Exercise prompt → There is one span to output from the data below: the lines starting at the line with "PR #97, opened 2025-02-06" and ending at the line with "I think the custom". Output it exactly, ends included, nothing more.
___ Provided data ___
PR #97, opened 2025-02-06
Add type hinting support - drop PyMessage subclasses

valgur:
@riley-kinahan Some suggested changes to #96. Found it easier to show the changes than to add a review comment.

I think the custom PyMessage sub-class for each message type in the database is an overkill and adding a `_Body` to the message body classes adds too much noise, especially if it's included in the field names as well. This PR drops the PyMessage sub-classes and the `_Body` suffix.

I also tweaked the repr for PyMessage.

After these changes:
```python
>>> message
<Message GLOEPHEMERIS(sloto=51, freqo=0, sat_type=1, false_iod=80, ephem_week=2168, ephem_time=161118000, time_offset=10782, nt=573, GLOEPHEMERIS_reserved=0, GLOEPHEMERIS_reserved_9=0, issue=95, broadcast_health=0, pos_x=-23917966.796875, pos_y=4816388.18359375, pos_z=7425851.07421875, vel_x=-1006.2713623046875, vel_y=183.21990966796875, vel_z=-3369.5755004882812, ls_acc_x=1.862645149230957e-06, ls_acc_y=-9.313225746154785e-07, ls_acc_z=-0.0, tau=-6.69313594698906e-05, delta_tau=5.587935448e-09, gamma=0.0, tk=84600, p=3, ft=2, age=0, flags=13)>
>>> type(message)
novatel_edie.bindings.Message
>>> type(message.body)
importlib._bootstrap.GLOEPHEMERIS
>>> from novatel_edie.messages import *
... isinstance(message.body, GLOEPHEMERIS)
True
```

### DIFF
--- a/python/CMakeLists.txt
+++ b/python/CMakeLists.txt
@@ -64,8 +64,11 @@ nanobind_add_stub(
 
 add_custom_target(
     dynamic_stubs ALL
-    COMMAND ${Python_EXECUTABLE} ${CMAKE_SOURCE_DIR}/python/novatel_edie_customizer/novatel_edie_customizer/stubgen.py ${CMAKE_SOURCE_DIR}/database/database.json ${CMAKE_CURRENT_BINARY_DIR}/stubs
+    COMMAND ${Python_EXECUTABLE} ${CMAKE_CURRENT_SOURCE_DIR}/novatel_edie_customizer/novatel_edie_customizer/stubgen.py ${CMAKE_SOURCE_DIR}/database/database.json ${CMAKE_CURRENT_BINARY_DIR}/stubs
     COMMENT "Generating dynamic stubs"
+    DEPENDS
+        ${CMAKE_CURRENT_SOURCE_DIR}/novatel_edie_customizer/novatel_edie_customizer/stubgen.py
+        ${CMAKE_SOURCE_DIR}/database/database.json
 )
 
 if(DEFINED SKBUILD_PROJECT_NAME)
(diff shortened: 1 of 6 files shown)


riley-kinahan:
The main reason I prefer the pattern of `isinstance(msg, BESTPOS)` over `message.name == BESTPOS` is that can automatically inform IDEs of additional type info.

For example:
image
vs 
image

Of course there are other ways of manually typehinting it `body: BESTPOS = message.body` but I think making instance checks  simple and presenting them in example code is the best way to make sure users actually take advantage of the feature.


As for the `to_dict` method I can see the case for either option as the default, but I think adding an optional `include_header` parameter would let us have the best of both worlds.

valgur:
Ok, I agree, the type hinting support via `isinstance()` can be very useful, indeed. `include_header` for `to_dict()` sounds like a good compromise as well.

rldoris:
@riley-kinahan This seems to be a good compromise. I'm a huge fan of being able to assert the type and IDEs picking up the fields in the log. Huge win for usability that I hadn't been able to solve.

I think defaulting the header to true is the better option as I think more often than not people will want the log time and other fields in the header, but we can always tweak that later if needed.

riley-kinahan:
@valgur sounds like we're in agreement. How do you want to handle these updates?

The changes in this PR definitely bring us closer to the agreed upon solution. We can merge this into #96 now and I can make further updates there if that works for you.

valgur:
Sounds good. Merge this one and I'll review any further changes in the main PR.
___
___ Provided data ___
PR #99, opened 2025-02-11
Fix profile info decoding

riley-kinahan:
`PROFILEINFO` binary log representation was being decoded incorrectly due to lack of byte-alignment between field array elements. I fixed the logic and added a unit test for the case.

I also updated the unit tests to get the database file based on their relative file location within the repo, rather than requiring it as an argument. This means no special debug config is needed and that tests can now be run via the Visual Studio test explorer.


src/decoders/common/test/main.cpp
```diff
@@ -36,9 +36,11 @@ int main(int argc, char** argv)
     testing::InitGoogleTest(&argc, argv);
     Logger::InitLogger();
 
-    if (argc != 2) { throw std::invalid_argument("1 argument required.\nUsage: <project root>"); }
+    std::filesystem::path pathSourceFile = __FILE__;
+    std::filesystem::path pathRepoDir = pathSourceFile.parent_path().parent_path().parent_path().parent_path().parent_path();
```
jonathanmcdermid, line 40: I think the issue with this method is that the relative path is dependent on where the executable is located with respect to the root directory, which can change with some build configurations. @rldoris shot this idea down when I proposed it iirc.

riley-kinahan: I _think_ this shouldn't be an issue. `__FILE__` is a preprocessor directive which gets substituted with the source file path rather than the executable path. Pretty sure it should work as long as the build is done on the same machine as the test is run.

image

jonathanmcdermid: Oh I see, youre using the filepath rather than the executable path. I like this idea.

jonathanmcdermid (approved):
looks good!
___
Exercise response →
PR #97, opened 2025-02-06
Add type hinting support - drop PyMessage subclasses

valgur:
@riley-kinahan Some suggested changes to #96. Found it easier to show the changes than to add a review comment.

I think the custom PyMessage sub-class for each message type in the database is an overkill and adding a `_Body` to the message body classes adds too much noise, especially if it's included in the field names as well. This PR drops the PyMessage sub-classes and the `_Body` suffix.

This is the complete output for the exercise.